- EXERCISE DATA

Issue #2840, opened 2024-02-17
paho-mqtt 2.x is out, breaking compatibility with rtl_433_mqtt_hass.py


deviantintegral:
The current directions don't specify a version of paho-mqtt to install, which means users will now be getting the 2.x branch. I know for sure this breaks rtl_433_mqtt_hass.py, and it wouldn't surprise me if it [examples/rtl_433_mqtt_relay.py](https://github.com/merbanan/rtl_433/blob/5786c01c8ca89d689dbaf6ffba279dfd4812d19b/examples/rtl_433_mqtt_relay.py#L11) too.

```
Starting rtl_433_mqtt_hass.py...
[2024-02-17T10:53:24+0100] INFO:root:Enabling debug logging
[2024-02-17T10:53:24+0100] INFO:root:Discovering all devices
Exception ignored in: <function Client.__del__ at 0x7fb05d0900>
Traceback (most recent call last):
  File "/usr/local/lib/python3.12/site-packages/paho/mqtt/client.py", line 874, in __del__
    self._reset_sockets()
  File "/usr/local/lib/python3.12/site-packages/paho/mqtt/client.py", line 1133, in _reset_sockets
    self._sock_close()
  File "/usr/local/lib/python3.12/site-packages/paho/mqtt/client.py", line 1119, in _sock_close
    if not self._sock:
           ^^^^^^^^^^
AttributeError: 'Client' object has no attribute '_sock'
Traceback (most recent call last):
  File "/rtl_433_mqtt_hass.py", line 990, in <module>
    run()
  File "/rtl_433_mqtt_hass.py", line 917, in run
    rtl_433_bridge()
  File "/rtl_433_mqtt_hass.py", line 888, in rtl_433_bridge
    mqttc = mqtt.Client()
            ^^^^^^^^^^^^^
TypeError: Client.__init__() missing 1 required positional argument: 'callback_api_version'
```

https://eclipse.dev/paho/files/paho.mqtt.python/html/migrations.html has upgrading directions.

We fixed this at https://github.com/pbkhrv/rtl_433-hass-addons/pull/180 by pinning the old version for now.

zuckschwerdt:
Thanks! We should check if we can use 2.x by just using `mqttc = mqtt.Client(mqtt.CallbackAPIVersion.VERSION1)`

zuckschwerdt:
Closed by #2916

Issue #1964, opened 2022-01-25
RFC: Data sanity checking and filtering in rtl_433


rct:
For various reasons rtl_433 may output messages with bad data, such as humidity values that fall outside of the range of 0 - 100. For most protocols message integrity checks (MIC) based on checksums, CRCs, and/or parity bit should cause bad messages to be rejected.  However this doesn't always work. MIC are not 100% accurate. In some cases it is possibly hardware error with the device itself, a sensor might be bad or have a temporary glitch, but the device calculates the MIC correctly with the bad data. (There have been cases in some decoders identified where a bitbuffer of all zeros could pass the MIC checks like checksum. In a number of cases, those decoders have had checks added to prevent this.

This is a topic that at first glance seems somewhat trivial, but it isn't. Points of view may change after a year or more of operating a system with a variety of sensors. There is no one correct answer to this for all applications. I've been thinking about this for a while, but haven't tried to implement anything yet because I don't have a view yet for what is the correct thing. 

## The case for not filtering in rtl_433

This leads to the question of whether rtl_433 should do some sanity check of data, An argument against doing sanity checking in rtl_433 is an architectural view that rtl_433 should do its best to handle the RF and lower layers of the bit manipulation in a very general manner and then get out of the way to be of use to a wide range of consumers. 

Related to this is the architectural view that rtl_433 should not be maintaining any state for devices, that should be up to consumers and state requirements might be not only consumer specific, but could also be device specific.

Not doing any filtering/sanity checking makes sense when application specific code reads from rtl_433 and can make it's own decisions. For example:  

    rtl_433 -> application with filtering -> database/view applications

## rtl_433's ability to implement sanity checking is limited by not keeping state

The architectural view that rtl_433 shouldn't maintain any state limits the types of sanity checking that can be done within rtl_433. Data that is within range but still potentially bad can't be filtered by rules that need history.  For example rejecting values because the rate of change exceeds a threshold.

Not keeping state in rtl_433 does have many benefits for a clean design. It helps keep rtl_433 general and usable for a wide range of uses cases beyond just receiving weather and environmental data.  An application that uses rtl_433 to receive data from security sensors has different requirements than a weather console. 

## Common use cases that need filtering (for lack of sanity checking in other applications)

However in the last few years, rtl_433 has added generalized publishing for messaging (MQTT) and storage (InfluxDB). A common use case is:

    rtl_433 -> MQTT -> Home automation platform (Home Assistant). 

[...]

PR #2841, opened 2024-02-18
Read rtl_433_mqtt_hass.py configuration from rtl_433.conf

klattimer:
As the title suggests, a reasonably self contained change to load the configuration for HASS from the rtl_433.conf file if it exists.

### DIFF
--- a/examples/rtl_433_mqtt_hass.py
+++ b/examples/rtl_433_mqtt_hass.py
@@ -980,7 +980,7 @@ def bridge_event_to_hass(mqttc, topic_prefix, data):
 def rtl_433_bridge():
     """Run a MQTT Home Assistant auto discovery bridge for rtl_433."""
 
-    mqttc = mqtt.Client()
+    mqttc = mqtt.Client(mqtt.CallbackAPIVersion.VERSION1)
 
     if args.debug:
         mqttc.enable_logger()
@@ -1126,7 +1126,7 @@ if __name__ == "__main__":
             args.password = password
         if retain:
             logging.info(f"Using retain {retain} from config")
-            args.retain = retain
+            args.retain = int(retain)
         if devices:
             logging.info(f"Using device_topic_suffix {devices} from config")
             args.device_topic_suffix = devices
--- a/examples/rtl_433_mqtt_hass.py
+++ b/examples/rtl_433_mqtt_hass.py
@@ -105,6 +105,26 @@ import re
 
 discovery_timeouts = {}
 
+CONFIG_PATHS = [
+    "/etc/rtl_433",
+    "/usr/local/etc/rtl_433",
+    os.path.expanduser("~/.config/rtl_433"),
+    os.path.dirname(os.path.realpath(__file__)),
+    os.path.join(os.path.dirname(os.path.realpath(__file__)), "data")
+]
+CONFIG_PATHS = [p for p in CONFIG_PATHS if os.path.exists(p)]
+
+CONFIG_FILENAME = "rtl_433.conf"
+
+def find_file_in_path(filename, paths, success_log=None):
+    for path in paths:
+        fullpath = os.path.join(path, filename)
+        if os.path.exists(fullpath):
+            if success_log:
+                logging.info(success_log % path)
+            return fullpath
+    raise FileNotFoundError(f"File {filename} not found in paths: {paths}")
+
 # Fields that get ignored when publishing to Home Assistant
 # (reduces noise to help spot missing field mappings)
 SKIP_KEYS = [ "type", "model", "subtype", "channel", "id", "mic", "mod",
--- a/examples/rtl_433_mqtt_hass.py
+++ b/examples/rtl_433_mqtt_hass.py
@@ -1053,13 +1053,67 @@ if __name__ == "__main__":
     if not args.password and 'MQTT_PASSWORD' in os.environ:
         args.password = os.environ['MQTT_PASSWORD']
 
-    if not args.user or not args.password:
-        logging.warning("User or password is not set. Check credentials if subscriptions do not return messages.")
-
     if args.ids:
         ids = ', '.join(str(id) for id in args.ids)
         logging.info("Only discovering devices with ids: [%s]" % ids)
     else:
         logging.info("Discovering all devices")
+
+    found_config = False 
+    try:
+        with open(find_file_in_path(CONFIG_FILENAME, CONFIG_PATHS)) as f:
+            found = re.findall('^output (.*)$', f.read(), re.MULTILINE)
+            devices = None
+            events = None
+            retain = None
+            user = None 
+            password = None 
+            host = None 
+            port = None
+            for find in found: 
+                if "mqtt" not in find: continue
+                host = re.findall(r'mqtt://(.*?),', find)[0]
+                devices = re.findall(r'devices=(.*?)(?:,+|$)', find)
+                if len(devices) > 0: devices = devices[0]
+                events = re.findall(r'events=(.*?)(?:,+|$)', find)
+                if len(events) > 0: events = events[0]
+                retain = re.findall(r'retain=(.*?)(?:,+|$)', find)
+                if len(retain) > 0: retain = retain[0]
+
+                if '@' in host:
+                    user, password = host.split('@')[0].split(':')
+                    host = host.split('@')[1]
+                if ':' in host:
+                    host, port = host.split(':')
+                found_config = True
+                break 
+    except FileNotFoundError:
+        logging.warning("Config file not found")
+    except Exception as e:
+        logging.exception("Error reading config file")
+
+    if found_config:
+        if host:
+            logging.info(f"Using host {host} from config")
+            args.host = host
+        if port:
+            logging.info(f"Using port {port} from config")
+            args.port = int(port)
+        if user:
+            logging.info(f"Using user {user} from config")
+            args.user = user
+        if password:
+            args.password = password
+        if retain:
+            logging.info(f"Using retain {retain} from config")
+            args.retain = retain
+        if devices:
+            logging.info(f"Using device_topic_suffix {devices} from config")
+            args.device_topic_suffix = devices
+        if events:
+            logging.info(f"Using rtl_topic {events} from config")
+            args.rtl_topic = events
+    if not args.user or not args.password:
+        logging.warning("User or password is not set. Check credentials if subscriptions do not return messages.")
 
     run()
--- a/examples/rtl_433_mqtt_hass.py
+++ b/examples/rtl_433_mqtt_hass.py
@@ -883,6 +883,27 @@ def rtl_433_device_info(data, topic_prefix):
     return (f"{topic_prefix}/{path}", id)
 
 
+def device_topic_from_data(data):
+    device_topic_suffix = ''+args.device_topic_suffix
+    keys = re.findall(r'\[([^\]]+)\]', device_topic_suffix)
+    for key in keys:
+        default = None
+        k = key
+        if key.startswith('/'):
+            k = key[1:]
+        if ':' in key:
+            k, default = key.split(':')
+        value = data.get(k, default)
+        if key.startswith('/') and value is None:
+            device_topic_suffix = device_topic_suffix.replace(f'[{key}]', '')
+            continue
+        elif key.startswith('/') and value is not None:
+            value = '/' + str(value)
+
+        device_topic_suffix = device_topic_suffix.replace(f'[{key}]', str(value))
+    return device_topic_suffix
+
+
 def publish_config(mqttc, topic, model, object_id, mapping, key=None):
     """Publish Home Assistant auto discovery data."""
     global discovery_timeouts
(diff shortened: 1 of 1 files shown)


gdt:
Currently, rtl_433_mqtt_hass is an example.  Even if it were promoted to first class and supported, I think it's a mistake to blur the programs together.   rtl_433_mqtt_hass should have its own config file, and it can be next to rtl_433.conf.

So I object to this PR being merged, at least for now.

What problem are you trying to solve?

gdt:
I don't really object to the hass program reading the config to rind out about rtl-433 config, but I don't think that any further hass/mqtt config belongs  in the main config file.   We have so far not crossed into configuring examples in the main config, and I don't think we should do that.

One might ask instead why the rtl_433 config is needed, view that as a bug, and try to resolve it.  I personally run rtl_433 without a config file.

rct:
> One might ask instead why the rtl_433 config is needed, view that as a bug, and try to resolve it. I personally run rtl_433 without a config file

That’s a pretty unhelpful statement in this context. I’m prone to saying things like that too. But let’s take a step back for some reflection on this.

——

This project has got to be getting close to 10 years old by now if it isn’t already. I’m pretty sure I have data files and maybe commits from 2015.  Things have changed since then.

The user community for rtl_433 has grown since the addition of Home Assistant and its add-ons with rtl_433 and the auto discovery script packaged in somewhat ready to run containers. It would be nice if there were some usage metrics to help measure this.

For this segment of the user community, for better or worse rtl_433 and the auto discovery script are conflated into one service. This comes up often when people ask for help. The technical barriers to entry have been lowered.  There is some expectation of an experience similar to using Zigbee networks.

From an rtl_433 developer’s perspective, the auto discovery script is just one of several examples and is a second or third class concern. While this is somewhat understandable, it can be frustrating to a segment of the user population. It might be time for some of these examples to be considered more like a _companion_ app rather than an example. 

So breaking the questions and concerns down:

**Example/Companion apps reading rtl_433 configuration**

I think it is pretty easy to agree that it makes sense, where possible, to avoid redundant configuration like MQTT connection information, topic strings, also possibly frequency, what protocols are enabled/disabled, etc. 

**Example/Companion apps storing their configuration information in the same place as rtl_433**

This is where any disagreement starts. While the title of this PR is “read”, the objection is on sharing the config file.  

From an rtl_433 developer’s perspective, it is easy to see an objection to having other configuration data stored together that might at some point cause some sort of conflict. 

However, from a user’s perspective, it is hard to understand and explain why there are two configuration files and how to figure out which one to put configuration information in.

If there was a design for the configuration syntax/grammar to allow clear delineation (namespaces?) then it might be possible to store the union of both sets of configuration data in one place and avoid conflict.

I think it would be useful to get @merbanan and @zuckschwerdt views on this. 

**Another alternative for apps that use/embed rtl_433**

An application that manages rtl_433 and other processes could just have it’s own single configuration source that is used to generate what ever files or command line arguments are needed for rtl_433 and the other processes.

**Problems with the hass auto discovery script**

It is probably worth mentioning here that some of these issues arise because the hass auto discovery script is somewhat of a quick hack rather than a well thought out application.  It winds up being useful enough that it doesn’t get replaced.  It probably works OK in 60-80% of the common cases. 

Also because it is primarily used when getting started, once things are working well enough it tends to be forgotten. It’s no longer needed if the configuration is retained and no new devices are added.

gdt:
Probably we should think about "is our stance that these are examples reasonable".   They are more than that, and I think if we elevate them to first-class, then we have a different situation.

What I don't like is merging things while out of the other side of our mouths saying that examples are 2nd/3rd class.

As for mqtt config, I sort of view it as a but that rtl_433 directly does mqtt, vs using a helper program.   Probably there should be a single program that receives json over udp and does all the mqtt including the config topics, optionally.

So I think we're already not in a great place and it would be better to dig out of it instead of blurring the primary program and examples.  I am not sure it would be that hard.

examples/rtl_433_mqtt_hass.py
```diff
@@ -1053,13 +1053,67 @@ def run():
...
+
+                if '@' in host:
+                    user, password = host.split('@')[0].split(':')
+                    host = host.split('@')[1]
+                if ':' in host:
+                    host, port = host.split(':')
+                found_config = True
+                break 
+    except FileNotFoundError:
+        logging.warning("Config file not found")
```
rct, line 1134: It would be helpful to be less ambiguous about what config file you are talking about in this and the other log messages. 

I would explicitly mention that it is rtl_433's config file and/or the path.

Some of the Home Assistant add-ons have their own config files for this script.

examples/rtl_433_mqtt_hass.py
```diff
@@ -1053,13 +1053,67 @@ def run():
...
+    except Exception as e:
+        logging.exception("Error reading config file")
```
rct, line 1136: Same as above, be explicit about the file.

examples/rtl_433_mqtt_hass.py
```diff
@@ -1053,13 +1053,67 @@ def run():
...
+
+    if found_config:
+        if host:
+            logging.info(f"Using host {host} from config")
```
rct, line 1140: Same as about, be more explicit about the source, "from config" is a bit ambiguous.

rct:
> As for mqtt config, I sort of view it as a but that rtl_433 directly does mqtt, vs using a helper program. Probably there should be a single program that receives json over udp and does all the mqtt including the config topics, optionally.

Given that this PR just adds the ability to read the MQTT configuration from the rtl_433 config file to eliminate redundant configuration that seems to be looking for a whole different battle.  

@zuckschwerdt added MQTT, HTTP, InfluxDB, etc. a while ago. If you want to change that, it's not going to happen by rejecting this PR.

If you consider the auto discovery script to be just part of the collection of examples, this PR should stand on it's own merits against that example. It doesn't seem like it is going to negatively impact rtl_433 architecturally.

examples/rtl_433_mqtt_hass.py
```diff
@@ -943,6 +964,8 @@ def bridge_event_to_hass(mqttc, topic_prefix, data):
     published_keys = []
 
     base_topic, device_id = rtl_433_device_info(data, topic_prefix)
```
rct, line 966: Minor nit, but it feels a bit unclean that you didn't remove the old assignment to `base_topic`. 

I know this whole script needs work, but If you don't want to refactor rtl_433_device_info, then just use:

 `_, device_id = rtl_433_device_info(data, topic_prefix)`.  

The underscore seems to be the prevailing convention for a value you don't care about when unpacking a tuple during assignment.

zuckschwerdt:
As it was mentioned here, rethinking/modularizing the architecture towards (external) modules that reformat/aggregate/... data before passing it out (e.g. by MQTT) is a goal. It seems useful with the complexities of matching MQTT to some eco-systems, or e.g. with problems in representation like Influx, where we now need to decide wether something is "data" or "label" and can easily configure it.

rct:
Note: the commit https://github.com/merbanan/rtl_433/pull/2841/commits/10e5ea9ece5bf2e73a7e035d0fec8d89bca33886 from this PR should fix issue #2840.

Right now it looks like there are two fix related commits in this PR, and two commits for adding the feature of pulling the MQTT connection details from the rtl_433 config file:  https://github.com/merbanan/rtl_433/pull/2841/commits/aa313f5d15c8d8ad76a6b346541ce0f0ce50eff8  (and the logic for finding the config file https://github.com/merbanan/rtl_433/pull/2841/commits/c3601900bf5c6c3b59753d724d58520681b88846 )

With regards to the fix related commits:

@klattimer do you have an example/test case of what https://github.com/merbanan/rtl_433/pull/2841/commits/f109051b984dedc32a870cef3e5c4a66a2d1eada fixes?

@deviantintegral - if you get a chance, it would be good if you could look over that change. 

With regards to the rest of the discussion here about coupling between rtl_433, the auto discovery script, and MQTT: 

This PR probably would have generated less notice if it had been clearer that the goal is read the MQTT connection information from rtl_433's config file and not any larger coupling between the two.

(I'd suggest renaming the PR to _rtl_433_mqtt_hass.py: Read MQTT connection configuration from rtl_433.conf_. )

Further discussion about architectural direction should probably move to #1964 and/or some other appropriate discussion.

deviantintegral:
I haven't done a line-by-line review, but at a high level:

1. It would be great to get the mqtt library changes in a separate PR. I think that could be quickly reviewed and merged.
2. In the current HA addon, we assume most users are running an MQTT broker inside of Home Assistant. If you're not running MQTT as an HA addon, then you're probably running with a manual docker-based setup in which case you don't need the HA addons at all - just use docker containers directly. Since we can make that assumption, by default we grab the mqtt connection details from Home Assistant's API. So, we wouldn't get much benefit from this feature, but since it's optional it wouldn't hurt us either (beyond any long-term code maintenance concerns).

I'll also say that I've been thinking a bit about what it would look like to connect to rtl_433 over a websocket instead of mqtt. zwavejs does that, and it's pretty great especially for new users. I'm nowhere near close enough to actually doing anything about it, but it's a thought!

rct:
@deviantintegral - Thanks for the info.  I'd like to see this PR merged at least for the fixes and I don't see it forcing some implicit architectural change. 

(I don't use the add-ons, my rtl-sdrs are attached to RPIs that are separate from my Home Assistant installation, and the discovery script only needs to be run on demand for new devices. I'm using the MQTT add on on my Hass instances, but have to configure connection details manually without access to the API.)

The rest of this belongs in a separate discussion:

> I've been thinking a bit about what it would look like to connect to rtl_433 over a websocket instead of mqtt. 

So what are you envisioning here in terms of connection topology for the various components and what would the benefits be?  

Are you thinking web socket just for the auto-discovery script or also the data path from rtl_433 into Home Assistant? 

FWIW, I run the ZwaveJS UI add on (Formerly known as ZwaveJS2MQTT). I'm only using the web socket data path for Home Assistant, but also have ZwaveJS UI publish to MQTT so I get access to some of the bits that the Home Assistant integration doesn't (or didn't) expose well (at the time) like Zwave lock events and parameters (user codes, etc.)

I also run Zigbee2MQTT rather than ZHA. I mention this because I think for rtl_433 there is probably more in common withZigbee2MQTT--It has to deal with a wider range of devices don't adhere to standards well.  It uses a library of "converters" for adding device support and can more easily handle new/ad-hoc devices.  https://www.zigbee2mqtt.io/advanced/support-new-devices/01_support_new_devices.html#_2-2-adding-converter-s-for-your-device 

Also ZwaveJS depends on the ZwaveJS integration running inside of Home Assistant.  Zigbee2MQTT relies completely on MQTT devices. Both are used by HA platforms other than just Home Assistant.

If I were a NodeJS developer, I'd be taking a look at how much of Zigbee2MQTT could be used to solve the gaps/desires around getting rtl_433 data into home automation platforms.

gdt:
I should have pointed out that I don't use the builtin mqtt support.

See also #3013.    Having thought more I'm ok with trying to find config in the rtl_433 config file, as long as there is a configf file possibel for the hass bridge, for things that don't belong in the rtl_433 file, or for people that want them separate.

zuckschwerdt:
It's a neat idea to load rtl_433 config in these helper scripts too. But there are no-config alternatives like https://rtl-433-hass.github.io/ now and we kind of don't actively develop this example script anymore.
There would be follow up questions, e.g. what if the script host and the rtl_433 host are not the same, or what if different credentials are used for the pieces. Let's close as not planned.

gdt:
The addon is not no-config.  Well, it lacks config so in that sense it is, but it behaves badly because you can't configure it -- based on the my 36 hours with it, there's no reasonable way to find new devices you want and reject hundreds of crud devices that don't really exist.    I don't really care if you close this PR or not as we are clearly in a clean-up-hard mood which is 95% good, but please don't point to something that while promising and useful is not fully baked as a reason to kill other things.

deviantintegral:
> you can't configure it

If you look at the addon startup logs, it should print a path where you can add your own configuration extras. I am realizing now that the path needs to be clearer - this is in the addon config directory, but the script inside the addon may not know what that is. If the additional config isn't being pulled in feel free to file an issue with details.

image

You can control discovery on the Home Assistant side in the Hub Settings. There's a screenshot of the toggle here:

https://rtl-433-hass.github.io/rtl_433/latest/configuration/#reconfigure-vs-configure

image

> there's no reasonable way to find new devices you want and reject hundreds

Hundreds? I'm in a suburban area, and I totally get invalid devices, but a handful only. If #3611 doesn't clean this up _and_ dozens or more of unusable devices in a short time are a normal situation, perhaps the integration should do an approval workflow where you discover all devices, you select specific ones to add, and the rest go away on the next HA restart.

gdt:
My setup is showing 413 devices.   I think about 30 of them are mine.  Maybe I'm off and it's 45, but I don't think so.   Assuming 350 extra devices, I think around a dozen or so are legit neighbor devices (temp sensor sort of thing).

I have not tried to write custom json yet, because the devices that are legit largely are ok and the ones that are not should just not show up, vs not showing up right.

I will be filing a concept of operations for approval workflow in the next day or two.   The integration is great in a lot of ways and I think it can be really usable by people who aren't expert with a few more things.

EDIT: After clearing stuff that seems wrong/not-mine after rebuilding rtl_433, I have 38 devices.  4 are dongles, and there are  dups (2 433 dongles), so that's more or less 24 legit transmitters of mine, but showing as 38.  I will let it run overnight and see how it goes.  So far picked up a T/H sensor that isn't mine, but the T/H match outside so I sort that into real.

- DIRECTIONS
Output the lines of the records above exactly as they appear, from the line containing "The user community for" through the line containing "However, from a".

- WRITTEN SOLUTION
The user community for rtl_433 has grown since the addition of Home Assistant and its add-ons with rtl_433 and the auto discovery script packaged in somewhat ready to run containers. It would be nice if there were some usage metrics to help measure this.

For this segment of the user community, for better or worse rtl_433 and the auto discovery script are conflated into one service. This comes up often when people ask for help. The technical barriers to entry have been lowered.  There is some expectation of an experience similar to using Zigbee networks.

From an rtl_433 developer’s perspective, the auto discovery script is just one of several examples and is a second or third class concern. While this is somewhat understandable, it can be frustrating to a segment of the user population. It might be time for some of these examples to be considered more like a _companion_ app rather than an example. 

So breaking the questions and concerns down:

**Example/Companion apps reading rtl_433 configuration**

I think it is pretty easy to agree that it makes sense, where possible, to avoid redundant configuration like MQTT connection information, topic strings, also possibly frequency, what protocols are enabled/disabled, etc. 

**Example/Companion apps storing their configuration information in the same place as rtl_433**

This is where any disagreement starts. While the title of this PR is “read”, the objection is on sharing the config file.  

From an rtl_433 developer’s perspective, it is easy to see an objection to having other configuration data stored together that might at some point cause some sort of conflict. 

However, from a user’s perspective, it is hard to understand and explain why there are two configuration files and how to figure out which one to put configuration information in.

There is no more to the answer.